**EXERCISE DETAILS**. Wherever the word "markvanlan" occurs in the listing, copy the whole line.

**THE INPUT**.
PR #7597, opened 2019-05-24
FIX: Replace details content with instruction.

nbianca:


plugins/discourse-details/plugin.rb
```diff
@@ -31,8 +31,14 @@
...
 
-  on(:reduce_cooked) do |fragment|
-    fragment.css("details.elided").each(&:remove)
+  on(:reduce_cooked) do |fragment, post|
+    fragment.css("details").each do |el|
+      text = fragment.css("summary").text
+      link = fragment.document.create_element("a")
+      link["href"] = post.url if post
+      link.content = I18n.t("details.excerpt_details")
+      el.replace text + " " + link.to_html
```
riking: is this treating the text content of the summary as HTML? possible injection point

PR #7598, opened 2019-05-24
UX: Change category box link to href

awesomerobot:
previously using data-url... not sure if there's a good reason? but it's a simple change


tgxworld:
@SamSaffron can you review this? This reverts your change in https://github.com/discourse/discourse/commit/cc7ecb8a06f0dcb67b9eca8e6818cfef11d8dc59

SamSaffron:
Oh I remember this one @awesomerobot 

I think it was done for cases where we had urls inside the box and some browsers did not like nesting of `<a>` in another element at all.

SamSaffron:
@awesomerobot what should we do here?

PR #7599, opened 2019-05-24
FIX: Consistently handle category param

oblakeerickson:
See https://meta.discourse.org/t/api-post-to-posts-json-inconsistent-between-users/118571
for more info.

This commit removes a 5 year old temporary fix that is no longer needed.

https://github.com/discourse/discourse/commit/bc1824a6ed28bc9d5b75a561a00acde17fed6b7b#diff-d8c648926664f849aec050757bfcb6f9R72

The web interface uses category_id when creating a topic so I think we
should unify on category_id when using the api.

### DIFF
--- a/lib/seed_data/topics.rb
+++ b/lib/seed_data/topics.rb
@@ -132,7 +132,7 @@ module SeedData
         title: title,
         raw: raw,
         skip_validations: true,
-        category: category&.name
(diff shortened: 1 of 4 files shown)


tgxworld:
Looks good to me :+1:

PR #7601, opened 2019-05-25
FEATURE: Allow import of hidden site settings

rrooding:
**Updated**: Hidden site settings are now also imported using the rake site_settings:import task

**Old**:
~~The site_settings:import rake task is updated to accept an optional import_hidden parameter. The default behaviour stays the same.~~

~~When passing in the import_hidden parameter, the rake task will also import hidden site settings.~~

### DIFF
--- a/app/services/site_settings_task.rb
+++ b/app/services/site_settings_task.rb
@@ -11,8 +11,8 @@ class SiteSettingsTask
     h
   end
 
-  def self.import(yml, import_hidden: false)
-    h = SiteSettingsTask.export_to_hash(include_defaults: true, include_hidden: import_hidden)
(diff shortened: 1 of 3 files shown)


SamSaffron:
I am not sure about this, I can not think of a legitimate reason to ignore hidden site sittings in the file, I think we should just change default behavior, even if the default export excludes them

rrooding:
That was my first thought as well, but I figured there would be a reason for it. I can update the PR to import hidden site settings by default.

SamSaffron:
I think this is ok, very low risk cause you need to explicitly work hard to get hidden site settings into your yaml.

PR #7603, opened 2019-05-27
FEATURE: Support `[description|attachment](upload://<short-sha>)` in MD.

tgxworld:


tgxworld:
Will need to fix the tests tomorrow. We're applying callbacks to pretender incorrectly.

app/assets/javascripts/pretty-text/engines/discourse-markdown-it.js.es6
```diff
@@ -187,6 +188,26 @@ function setupImageDimensions(md) {
   md.renderer.rules.image = renderImage;
 }
 
+function renderAttachment(tokens, idx, options, env, slf) {
+  const linkOpenToken = tokens[idx];
+  const linkTextToken = tokens[idx + 1];
+  const split = linkTextToken.content.split("|");
```
jjaffeux: Got to be careful on this:

```
"".split("|") // [""]
```

A safer way is:
```
"".split("|").filter(x => x) // []
```

eviltrout:
LGTM, nice :+1:

pmusaraj:
Hmm, let's make sure this works with S3 uploads before merging, it doesn't work on my local S3 set up.

tgxworld:
do you mean the short-url route doesn’t work with S3?

pmusaraj:
Yes, the short-url route gives me a 404 for an upload on S3. The controller isn't finding the upload. But also, `send_file` won't work with a remote URL, I think we'll need to do a redirect here for S3 uploads. (I ran into something similar while working on https://github.com/discourse/discourse/pull/7551/files#diff-60328924b5c773b42aacabc0b5698af4L89).

tgxworld:
O good catch :) let me update this PR and the existing tests to make sure S3 uploads work.

app/assets/javascripts/pretty-text/engines/discourse-markdown-it.js.es6
tgxworld: Thanks for the tip. :+1: I'm checking for the length of `split` in the following code so I don't need an empty array.

spec/components/pretty_text_spec.rb
```diff
@@ -1290,17 +1296,25 @@ def strip_image_wrapping(html)
         </li>
         </ul>
         <p><img src="#{upload.url}" alt="upload"></p>
```
SamSaffron: I think it is worth explicitly configuring a CDN here so it is clear that the links that come back are not CDN-ified.

tgxworld: It is impossible for `Upload#url` to return a CDN-ified URL here.

SamSaffron: Sorry I mean set the global setting so the site has a CDN this confirms that when cooking you never cdnify things.

tgxworld: OK done :+1:

SamSaffron:
@pmusaraj if this is looking good to you, please merge it in when you start your day, I had a look at the tests here and its a :+1:  from me! You need to build on this so it makes sense that you merge it.

tgxworld:
test failure is not related

pmusaraj:
This looks awesome! 

One tiny thing: do we need to amend the nginx config to skip caching headers for `uploads/short-url` requests?

PR #7614, opened 2019-05-27
FEATURE: Send notification when member was accepted to group.

nbianca:


app/assets/javascripts/discourse/widgets/notification-item.js.es6
```diff
@@ -58,7 +60,7 @@ createWidget("notification-item", {
       return postUrl(attrs.slug, topicId, attrs.post_number);
     }
 
-    if (attrs.notification_type === INVITED_TYPE) {
+    if (attrs.notification_type === INVITEE_ACCEPTED_TYPE) {
```
ZogStriP: This needs a test ;)

app/assets/javascripts/discourse/widgets/notification-item.js.es6
```diff
@@ -72,6 +74,10 @@ createWidget("notification-item", {
       );
     }
 
+    if (attrs.notification_type === GROUP_INVITE_TYPE) {
```
ZogStriP: This also needs a test ;)

app/assets/javascripts/discourse/widgets/notification-item.js.es6
```diff
@@ -112,10 +118,13 @@ createWidget("notification-item", {
...
-    if (notificationType === GROUP_SUMMARY_TYPE) {
+    if (notificationType === GROUP_MESSAGE_SUMMARY_TYPE) {
       const count = data.inbox_count;
-      const group_name = data.group_name;
-      return I18n.t(scope, { count, group_name });
+      const groupName = data.group_name;
+      return I18n.t(scope, { count, group_name: groupName });
+    } else if (notificationType === GROUP_INVITE_TYPE) {
+      const groupName = data.group_name;
+      return I18n.t(scope, { group_name: groupName });
```
ZogStriP: This also needs a test ;)

app/models/group.rb
```diff
@@ -506,9 +506,20 @@ def usernames
 
   PUBLISH_CATEGORIES_LIMIT = 10
 
-  def add(user)
+  def add(user, notify: false)
     self.users.push(user) unless self.users.include?(user)
 
+    if notify
+      Notification.create!(
```
ZogStriP: This also needs a test ;)

tgxworld:
Can we find out what broke due to https://github.com/discourse/discourse/pull/7503? We should improve our test case to account for whatever was broken due to the previous PR.

nbianca:
The problem with the previous pull request was that I refactored some things that I expected to be named the same on the client and server side, but they were not.

* On server-side, we had `:invitee_accepted`, but on the client side there was `INVITED_TYPE`.
* On server-side, we had `:group_message_summary`, but on the client side there was `GROUP_SUMMARY_TYPE`.

I will be adding the tests to ensure it will not happen again, but to be honest, it does very little testing.

ZogStriP:
> I expected to be named the same on the client and server side, but they were not

I think we should fix that inconsistency as well.

spec/models/group_spec.rb
```diff
@@ -725,6 +725,10 @@ def can_view?(user, group)
         .and change { user.title }.from('AAAA').to('BBBB')
     end
 
+    it "can send a notification to the user" do
+      expect { group.add(user, notify: true) }.to change { Notification.count }.by(1)
```
tgxworld: We don't want to just check for the count. The attributes of the notification are important as well.

test/javascripts/fixtures/site-fixtures.js.es6
```diff
@@ -19,7 +17,15 @@ export default {
         moved_post: 10,
         linked: 11,
         granted_badge: 12,
-        liked_consolidated: LIKED_CONSOLIDATED_TYPE
```
tgxworld: Is there a reason for us to not import the constant so as to avoid duplication?

nbianca: I preferred to do it this way for consistency. For me, it's fine either way. In my opinion, it doesn't matter so much since it's a test fixture.

tgxworld: Usually we don't want to hard code "magic" numbers in multiple places. If the number changes, we end up having to change it in multiple places and we might not even know which are the places that should change.

ZogStriP:
This is now conflicting 👊

app/models/group.rb
```diff
@@ -521,9 +521,20 @@ def usernames
...
+        notification_type: Notification.types[:group_invite],
```
SamSaffron: I would actually call this `:membership_request_accepted` ... `group_invite` is a bit confusing as a name for this thing.

config/locales/client.en.yml
```diff
@@ -1704,6 +1704,7 @@ en:
       granted_badge: "Earned '{{description}}'"
       topic_reminder: "<span>{{username}}</span> {{description}}"
       watching_first_post: "<span>New Topic</span> {{description}}"
+      group_invite: "Invited to '{{group_name}}'"
```
SamSaffron: Is this not `Membership accepted in {{group_name}}` ?

SamSaffron:
overall this looks good sans a few minor changes, can you rebase?

PR #7616, opened 2019-05-28
FEATURE: Allow running message_bus in a different redis instance

xfalcox:
Adds `DISCOURSE_MESSAGE_BUS_REDIS_ENABLED` env var, that when set
to true, will allow Discourse to connect to a different redis
instance for MessageBus needs.

When enabled you can configure the same env vars user for redis,
but prefixed by `MESSAGE_BUS`, eg:

`DISCOURSE_MESSAGE_BUS_REDIS_HOST`

### DIFF
--- a/app/models/global_setting.rb
+++ b/app/models/global_setting.rb
@@ -136,6 +136,7 @@ class GlobalSetting
   # For testing purposes
   def self.reset_redis_config!
     @config = nil
+    @message_bus_config = nil
   end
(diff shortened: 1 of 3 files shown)


SamSaffron:
Yeah I think this is all we need. It is practically impossible to test short of spinning up a full environment since all this stuff is initialized on boot. I am merging this in... good luck!

PR #7619, opened 2019-05-28
WIP memory optim 2

jjaffeux:


SamSaffron:
This seems like it is doing good stuff to me, shall we merge?

jjaffeux:
> This seems like it is doing good stuff to me, shall we merge?

That's my feeling too, and my local branch is doing more things... but weirdly it has 0 impact, and its even worse... I'm missing something here. Finishing picker and resuming this, but yes I'm sure this is the right path

PR #8434, opened 2019-11-28
Support for custom messages and redirects when creating posts

eviltrout:
When a post/topic is created Discourse serializes a `NewPostResult`
object. Normally this contains a status like `created_post` or
errors describing why the post could not be created.

There are times when a plugin might want to take the inputted post
and do something in the background. In this case, the plugin
can return a custom `message` and `route_to` attribute in the
`NewPostResult`.

If present, the message will be displayed in an alert, and when "Ok" is
clicked the user will be routed to the new URL.

### DIFF
--- a/app/assets/javascripts/discourse/controllers/composer.js.es6
+++ b/app/assets/javascripts/discourse/controllers/composer.js.es6
@@ -711,14 +711,13 @@ export default Controller.extend({
         }
 
         if (result.responseJson.route_to) {
-          return this.destroyDraft().then(() => {
-            if (result.responseJson.message) {
-              return bootbox.alert(result.responseJson.message, () => {
-                DiscourseURL.routeTo(result.responseJson.route_to);
-              });
-            }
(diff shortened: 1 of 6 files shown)


app/assets/javascripts/discourse/controllers/composer.js.es6
```diff
@@ -709,6 +709,18 @@ export default Controller.extend({
         if (result.responseJson.action === "create_post") {
           this.appEvents.trigger("post:highlight", result.payload.post_number);
         }
+
+        if (result.responseJson.route_to) {
+          return this.destroyDraft().then(() => {
```
ZogStriP: I wonder if we should instead show the message first before destroying the draft?

eviltrout: The message isn't a confirmation, but what I can do is delete the draft in parallel. I've created a follow up commit, thanks!

PR #8435, opened 2019-11-28
Tag synonyms

nlalonde:
Allow tags to have synonyms. The UI for managing a tag's synonyms is at `/tags/:tag_name`. Click the "Info" button in the top right to reveal it. I moved other tag Admin functions to this new section. In the future we can add things like a tag description there too.

https://meta.discourse.org/t/merging-tags-tag-synonyms/81869/12


hnb-ku:
I think it looks very good. kudos for all the tooltips :+1: 

If I can nitpick a little bit, I'd say remove the "delete" tag icon from the synonym . I think it's fine for the admin to have to head to the tag page and delete it from there. 

I'm referring to this

image

Other than that, I think it's ready. I know you want to add more features and controls in that section. So I say go ahead and do it and we can tidy everything up - if needed - after that. 

Very nice work!

nlalonde:
Thanks Joe!

Not sure about removing the delete from here though. Deleting a synonym would become a multi-step process (unlink, search for tag, go to tag page, delete). Synonyms have no objects associated with them, so making it harder to delete them doesn't protect from anything bad happening. A confirmation would be helpful though.

app/assets/javascripts/select-kit/components/single-select.js.es6
```diff
@@ -285,7 +285,11 @@ export default SelectKitComponent.extend({
           this
         );
 
-        this._boundaryActionHandler("onSelect", computedContentItem.value);
+        this._boundaryActionHandler(
```
jjaffeux: This is changed in select-kit 2, I agree this was missing :+1:

PR #8440, opened 2019-11-30
Extend core for discourse-encrypt uploads

udan11:


app/assets/javascripts/discourse/lib/plugin-api.js.es6
```diff
@@ -867,6 +870,19 @@ class PluginApi {
...
+  /**
+   * Registers a function to generate Markdown after a file has been uploaded.
+   *
+   * Example:
+   *
+   * api.addComposerUploadMarkdownGetter(upload => {
+   *   return `_uploaded ${upload.original_filename}_`;
+   * })
+   */
+  addComposerUploadMarkdownGetter(getter) {
```
SamSaffron: Maybe `addComposerUploadMarkdownResolver` ?

Also behavior when chained is a bit tricky, do we even want to allow chaining?

app/assets/javascripts/pretty-text/engines/discourse-markdown-it.js.es6
```diff
@@ -124,64 +124,73 @@ function setupHoister(md) {
...
-          match[4] !== "x"
-        )
-          token.attrs.push(["class", "resizable"]);
+  const token = tokens[idx];
+  const alt = slf.renderInlineAsText(token.children, options, env);
+
+  const split = alt.split("|");
+  const alt_split = [];
+
+  for (let i = 0, match, data; i < split.length; ++i) {
```
jjaffeux: I think it could be interesting to have variables for each used match. eg: `const foo = match[5]`

This would make the whole code block much more readable.

app/assets/javascripts/pretty-text/upload-short-url.js.es6
```diff
@@ -53,8 +53,11 @@ function _loadCachedShortUrls($uploads) {
 
           if (url !== MISSING) {
             $upload.attr("href", url);
-            const content = $upload.text().split("|");
 
+            // Replace "|attachment" with class='attachment'
+            // TODO: This is a part of the cooking process now and should be
+            // removed in the future.
+            const content = $upload.text().split("|");
```
jjaffeux: if there's any chance `$upload.text()` can be `""` we should do:

```suggestion
            const content = $upload.text().split("|").filter(Boolean);
```

app/assets/javascripts/pretty-text/engines/discourse-markdown-it.js.es6
```diff
@@ -190,16 +199,24 @@ function setupImageDimensions(md) {
...
-    linkOpenToken.attrs.unshift(["class", split[1]]);
-    linkTextToken.content = split[0];
+  const linkToken = tokens[idx];
+  const textToken = tokens[idx + 1];
+
+  const split = textToken.content.split("|");
+  const content_split = [];
+
+  for (let i = 0, data; i < split.length; ++i) {
+    if (split[i] === ATTACHMENT_CSS_CLASS) {
```
jjaffeux: probably worth to have split[i] as a variable here as it's reused multiple times.

app/assets/javascripts/pretty-text/engines/discourse-markdown-it.js.es6
```diff
@@ -124,64 +124,73 @@ function setupHoister(md) {
...
-        if (
-          options.discourse.previewing &&
-          match[6] !== "x" &&
-          match[4] !== "x"
-        )
-          token.attrs.push(["class", "resizable"]);
+  const token = tokens[idx];
+  const alt = slf.renderInlineAsText(token.children, options, env);
+
+  const split = alt.split("|");
```
jjaffeux: if there's any chance `alt` can be "" we should do:

```suggestion
  const split = alt.split("|").filter(Boolean);
```

app/assets/javascripts/pretty-text/engines/discourse-markdown-it.js.es6
```diff
@@ -124,64 +124,73 @@ function setupHoister(md) {
   md.renderer.rules.html_raw = renderHoisted;
 }
 
+function extractDataAttribute(str) {
```
ZogStriP: This method should be tested

app/assets/javascripts/discourse/lib/plugin-api.js.es6
udan11: It will use the last "truthy" value returned by a resolver. This way it allows multiple plugins to work correctly as long as an upload is not of interest to multiple plugins (or they could still alter attributes of the `upload` object such as filename).

app/assets/javascripts/pretty-text/engines/discourse-markdown-it.js.es6
udan11: The problem is that some parts may have multiple meanings. An "accurate" name for `match[5]` would be `widthOrHeightRatioOrPercentage`, which is useless. Later, variables are defined to hold the value (for example for `match[5]` it is `percent`, `wr` or `hr`).

app/assets/javascripts/pretty-text/upload-short-url.js.es6
udan11: `[double pipe ||]()` should generate a link with title 'double pipe ||'. If blank values would be filtered, then the output would be 'double pipe '.

app/assets/javascripts/pretty-text/engines/discourse-markdown-it.js.es6
udan11: Similar to the other place, it does not hold a specific value. It would have a generic name such as `part` or `fragment` which does not really add any value.

app/assets/javascripts/pretty-text/engines/discourse-markdown-it.js.es6
udan11: Alt texts can also contain '|'.

app/assets/javascripts/pretty-text/engines/discourse-markdown-it.js.es6
udan11: I agree. Added a test. :)

app/assets/javascripts/pretty-text/engines/discourse-markdown-it.js.es6
```diff
@@ -190,16 +199,24 @@ function setupImageDimensions(md) {
...
-  ];
-
-  if (isValid && split.length === 2 && split[1] === ATTACHMENT_CSS_CLASS) {
-    linkOpenToken.attrs.unshift(["class", split[1]]);
-    linkTextToken.content = split[0];
+  const linkToken = tokens[idx];
+  const textToken = tokens[idx + 1];
+
+  const split = textToken.content.split("|");
+  const content_split = [];
```
jjaffeux:
```suggestion
  const contentSplit = [];
```

app/assets/javascripts/pretty-text/engines/discourse-markdown-it.js.es6
```diff
@@ -190,16 +199,24 @@ function setupImageDimensions(md) {
...
+
+  for (let i = 0, data; i < split.length; ++i) {
+    if (split[i] === ATTACHMENT_CSS_CLASS) {
+      linkToken.attrs.unshift(["class", split[i]]);
+    } else if ((data = extractDataAttribute(split[i]))) {
+      linkToken.attrs.push(data);
+    } else {
+      content_split.push(split[i]);
```
jjaffeux:
```suggestion
      contentSplit.push(split[i]);
```

app/assets/javascripts/pretty-text/engines/discourse-markdown-it.js.es6
```diff
@@ -190,16 +199,24 @@ function setupImageDimensions(md) {
...
+    }
+  }
+
+  if (content_split.length > 0) {
```
jjaffeux:
```suggestion
  if (contentSplit.length > 0) {
```

app/assets/javascripts/pretty-text/engines/discourse-markdown-it.js.es6
```diff
@@ -190,16 +199,24 @@ function setupImageDimensions(md) {
...
+    textToken.content = content_split.join("|");
```
jjaffeux:
```suggestion
    textToken.content = contentSplit.join("|");
```

app/assets/javascripts/pretty-text/engines/discourse-markdown-it.js.es6
```diff
@@ -124,64 +124,73 @@ function setupHoister(md) {
...
-          options.discourse.previewing &&
-          match[6] !== "x" &&
-          match[4] !== "x"
-        )
-          token.attrs.push(["class", "resizable"]);
+  const token = tokens[idx];
+  const alt = slf.renderInlineAsText(token.children, options, env);
+
+  const split = alt.split("|");
+  const alt_split = [];
```
jjaffeux:
```suggestion
  const altSplit = [];
```

app/assets/javascripts/pretty-text/engines/discourse-markdown-it.js.es6
```diff
@@ -124,64 +124,73 @@ function setupHoister(md) {
...
+        token.attrs.push(["class", "resizable"]);
+    } else if ((data = extractDataAttribute(split[i]))) {
+      token.attrs.push(data);
+    } else {
+      alt_split.push(split[i]);
     }
   }
 
-  token.attrs[token.attrIndex("alt")][1] = alt;
+  token.attrs[token.attrIndex("alt")][1] = alt_split.join("|");
```
jjaffeux:
```suggestion
  token.attrs[token.attrIndex("alt")][1] = altSplit.join("|");
```

app/assets/javascripts/pretty-text/engines/discourse-markdown-it.js.es6
```diff
@@ -124,64 +124,73 @@ function setupHoister(md) {
...
+      if (token.attrIndex("height") === -1) {
+        token.attrs.push(["height", height]);
       }
+
+      if (options.discourse.previewing && match[6] !== "x" && match[4] !== "x")
+        token.attrs.push(["class", "resizable"]);
+    } else if ((data = extractDataAttribute(split[i]))) {
+      token.attrs.push(data);
+    } else {
+      alt_split.push(split[i]);
```
jjaffeux:
```suggestion
      altSplit.push(split[i]);
```

SamSaffron:
Overall I am fine with this and would love to see it merged ASAP. 

One thing we should think about is properly documenting our plugin API in tests that way we have some examples of how they are consumed and what they do. It is not trivial to add this but worth it.

PR #8443, opened 2019-12-02
FEATURE: Plugin outlet adjacent to new topic btn

markvanlan:


app/assets/javascripts/discourse/templates/components/d-navigation.hbs
```diff
@@ -12,6 +12,13 @@
   {{category-notifications-button value=category.notification_level category=category}}
 {{/if}}
 
+{{plugin-outlet name="alongside-create-topic-button"
```
eviltrout: I would suggest calling it `before-create-topic-button` but otherwise it's all good.

markvanlan: Agreed, thanks :)

eviltrout:
You can merge this whenever you like!

PR #8446, opened 2019-12-03
FIX: 500 error for missing badge grouping

oblakeerickson:
If a badge grouping happens to have been deleted a 500 error will be
thrown when looking a user's badges.

This fix allows the badge page to still be shown without any errors. The
badge with the missing badge grouping is still displayed.

I'll follow up with a separate pr/commit that will ensure if a badge
grouping is deleted, all badges with that badge_grouping_id will also be
updated.


SamSaffron:
Seems safe to me, yeah a follow up to restrict deletion of groups when badges still belong to the group totally makes sense.

PR #8447, opened 2019-12-03
FEATURE: ability to add all active components to theme

lis2:
Improvement that now you can add active components when editing the theme, and add active themes when editing components. 

When click “add all” only active themes are added. However, the inactive theme can still be added manually (for example if I am preparing a theme before I want to publish it). Also if you click “add all” it will not remove your manual choice.
In addition, when all active themes are on the list, then “add all” button disappears.

Finally, I fixed incorrect indentation of the template

Demo behaviour is presented in gifs below:
component
theme

### DIFF
--- a/app/assets/javascripts/admin/mixins/setting-component.js.es6
+++ b/app/assets/javascripts/admin/mixins/setting-component.js.es6
@@ -102,12 +102,16 @@ export default Mixin.create({
 
   @discourseComputed("buffered.value")
   bufferedValues(bufferedValuesString) {
-    return bufferedValuesString && bufferedValuesString.split("|");
+    return (
+      bufferedValuesString && bufferedValuesString.split("|").filter(Boolean)
+    );
   },
 
   @discourseComputed("setting.defaultValues")
   defaultValues(defaultValuesString) {
-    return defaultValuesString && defaultValuesString.split("|");
+    return (
+      defaultValuesString && defaultValuesString.split("|").filter(Boolean)
+    );
   },
 
   @discourseComputed("defaultValues", "bufferedValues")
--- a/app/assets/javascripts/admin/mixins/setting-component.js.es6
+++ b/app/assets/javascripts/admin/mixins/setting-component.js.es6
@@ -221,7 +221,15 @@ export default Mixin.create({
     },
 
     setDefaultValues() {
-      this.set("buffered.value", this.get("setting.defaultValues"));
+      const buffered_values = this.get("buffered.value").split("|");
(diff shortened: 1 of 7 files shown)


app/assets/javascripts/admin/mixins/setting-component.js.es6
```diff
@@ -100,6 +100,24 @@ export default Mixin.create({
     return settingDefault !== bufferedValue;
   },
 
+  @discourseComputed("buffered.value")
+  bufferedValues(bufferedValuesString) {
+    return bufferedValuesString && bufferedValuesString.split("|");
```
jjaffeux: can `bufferedValuesString`  be a `""` ? If yes we should filter `.filter(Boolean)`  as `"".split("|") // [""]`

app/assets/javascripts/admin/mixins/setting-component.js.es6
```diff
@@ -100,6 +100,24 @@ export default Mixin.create({
...
+  },
+
+  @discourseComputed("setting.defaultValues")
+  defaultValues(defaultValuesString) {
+    return defaultValuesString && defaultValuesString.split("|");
```
jjaffeux: can `defaultValuesString`  be a `""` ? If yes we should filter `.filter(Boolean)`  as `"".split("|") // [""]`

app/assets/javascripts/admin/templates/customize-themes-show.hbs
```diff
@@ -125,24 +125,29 @@
...
 
-         {{#if colorSchemeChanged}}
-            {{d-button action=(action "changeScheme") class="btn-primary submit-edit" icon="check"}}
-            {{d-button action=(action "cancelChangeScheme") class="btn-default cancel-edit" icon="times"}}
-         {{/if}}
+          <div class="desc">{{i18n "admin.customize.theme.color_scheme_select"}}</div>
+        </div>
+        <div class="setting-controls">
+          {{#if colorSchemeChanged}}
+            {{d-button action=(action "changeScheme") class="btn ok submit-edit" icon="check"}}
```
jjaffeux: btn class is not needed here

app/assets/javascripts/admin/templates/customize-themes-show.hbs
```diff
@@ -125,24 +125,29 @@
...
+            {{d-button action=(action "cancelChangeScheme") class="btn cancel cancel-edit" icon="times"}}
```
jjaffeux: btn class is not needed here

PR #8448, opened 2019-12-03
Add timezone to current_user_serializer

martin-brennan:
* the code to get current user already got their
  user_option record as well, so adding the timezone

**SOLUTION FOR THIS TASK**.
markvanlan:
markvanlan: Agreed, thanks :)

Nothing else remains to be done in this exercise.